11 Irritating Data Quality Issues
Organizations have been trying to improve data quality for more than 30 years, but it’s still an issue. In fact, it’s more important than ever. Here’s a look at common data quality challenges that can drive you mad.
Data quality isn’t a new concept, though its importance has continued to grow with big data, analytics and AI. Without good data quality, analytics and AI are not reliable.
“The traditional issues around data quality are still the kind of issues we see today,” says Felix Van de Maele, CEO of data intelligence company Collibra. “If you think about completeness, accuracy, consistency, validity, uniqueness, and integrity, they’re very much the same data quality dimensions that companies struggle with to this day.”
So, why are companies still struggling with data quality? Because it’s still not getting the attention it deserves. For one thing, it’s not as sexy as analytics or AI.
“Data quality has never been more critical, particularly in the realm of artificial intelligence and analytics,” says Laura McElhinney, chief data officer at product-focused consultancy MadTech, in an email interview. “[T]he quality of the data directly impacts the accuracy and efficacy of AI outputs, whether we are discussing generative models or traditional machine learning systems. Data quality [also] forms the bedrock of effective analytics, reporting, and business decision-making. Without it, analytical insights are compromised, potentially leading to misguided strategies and decisions based on erroneous information. Therefore, ensuring high data quality is not just a technical requirement but a strategic imperative.”
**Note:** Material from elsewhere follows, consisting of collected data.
PR #2661, opened 2024-05-11
Ignore Some Messages When Transforming

WaelKarkoub:
This PR implements some utilities that can be useful when applying `TransformMessages` to `GroupChatManager`. This is also part 1 of 2.

The changes in this PR allow specific messages to be included or excluded during the transformation process based on user-defined criteria. 
- `filter_configs` was improved so the user can have finer control when filtering configs. If the user decides to `exclude=False` (default), then whichever config matches the `filter_dict` will be returned (the behavior that is currently in main). If `exclude=True` then the opposite happens; whichever config matches the `filter_dict` will be excluded from the final result.

- Some transforms like `TextMessageCompressor` and `MessageTokenLimiter` can use the `filter_dict` concept present in autogen to ignore some messages from being transformed.

Example:
- Let us say we want to ignore all system messages from being compressed, we can pass in a `filter_dict={"role": ["system"]}, exclude=True`.
- How about when we want to compress messages that only come from a specific agent, `filter_dict={"name": ["compress_me_agent"]}, exclude=False`.

Future Work:
- `PrefixName` transform: Prepends every message with a text template, e.g. "The agent {agent_name} said this:". It is useful when API providers don't use the `name` key in the message.
- `FilterMessage`: Drops all messages based on the `filter_dict` you pass in. E.g. we want to drop all system messages from the context.

## Checks


marklysze:
Amazing work @WaelKarkoub, I'll test it out asap :)

marklysze:
@WaelKarkoub, works really well. I used it in some test code as well as using it in the select speaker process using both role and name based filtering - and it worked as described. This takes the select speaker a good step forward in maintaining context (by keeping system and other key messages as is) while trying to keep context counts down.

Thanks!

marklysze (approved):
Works well for filtering out messages based on their properties, like role and name.

In regards to the future work, like `PrefixName`, I've done some testing in another PR (#2635) that shows for non-Open AI models we may need to do some more advanced name injection. In summary, the `name` field isn't likely used and I found that injecting both the sender and receiver worked better than just putting in the sender name, e.g. `Cathy said to Joe: <message content>`. So there needs to be more consideration around how to inject this and @ekzhu thought model client level may be a place to do it. So, prefixing the fields would be handy (I would definitely try and use it), however there may need to be a lower-level capability needed.

WaelKarkoub:
@marklysze I appreciate the help with testing the PR out :pray:! 

For `PrefixName`, that's actually a good insight. For the first iteration of this transform, we can have a template that only includes the sender (e.g. "{sender} said this:"), and then in a future PR we could expand it to (e.g. "{sender} said to {receiver}"). Given this new behavior, we should probably rename it to something more generic like `PrefixTextMessage`. At this moment, I'm not worried about optimizing these transforms, but more of a tool to gauge what users want out of autogen.

marklysze:
> @marklysze I appreciate the help with testing the PR out :pray:! 
> 
> For `PrefixName`, that's actually a good insight. For the first iteration of this transform, we can have a template that only includes the sender (e.g. "{sender} said this:"), and then in a future PR we could expand it (e.g. "{sender} said to {receiver}"). Given this new behavior, we should probably rename it to something more generic like `PrefixTextMessage`. At this moment, I'm not worried about optimizing these transforms, but more of a tool to gauge what users want out of autogen.

Sounds good, I'd definitely use it for testing out prompts!

ekzhu (changes requested):
Looks great! Could you add some tests for the new code path from transforms.py?

WaelKarkoub:
@ekzhu good call! I added tests to cover those code paths. I also added a text compressor mock to allow us to test `TextMessageCompressor` even when `llmlingua` is not installed

ekzhu (approved):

The following are some of the most common data quality challenges that persist in enterprises.
1. Unstructured data
There’s a lot of talk about data quality as it relates to unstructured data, because there’s so much of it and organizations want to use it for AI. There are concerns about the quality of that data, its currency, redundancy, and the fact that people are cutting and pasting it from one system to another. Meanwhile, personally identifiable information (PII) and sensitive company data may be in places it shouldn’t be according to Jack Berkowitz, chief data officer at data intelligence platform provider Securiti AI. “[O]ne of the things about the data lakes was, well, we’ll just dump it in there. We’ll figure it out later,” says Berkowitz. “Here, you need to you need to have those business cases or those use cases decently defined that you’re going to try to do. Especially seek out and start incrementally getting your unstructured data organized. There's just too much of it to just say, well, we’re going to do everything. So, prioritizing some of these use cases, and just attacking it that way.”
2. Data entry
Humans are the root cause of data quality issues, and there are few better examples than in the healthcare industry in which information recorded on paper is manually entered into systems.
“Doctors’ offices, the physician, the nurses, the billing folks are taking your insurance care and typing things in [when] submitting bills,” says Ryan Leurck, co-founder, chief analytics officer at healthcare technology and data analytics company Kythera Labs. “The data quality in those electronic data systems is focused on the aspects that are the most important for ensuring that a payment happens, for example. They’re not going to mess up the dollars and cents, but there are 80 other fields. You might take for granted that a lot of the data on a claim is accurate, when it might be that no one ever looked at it.”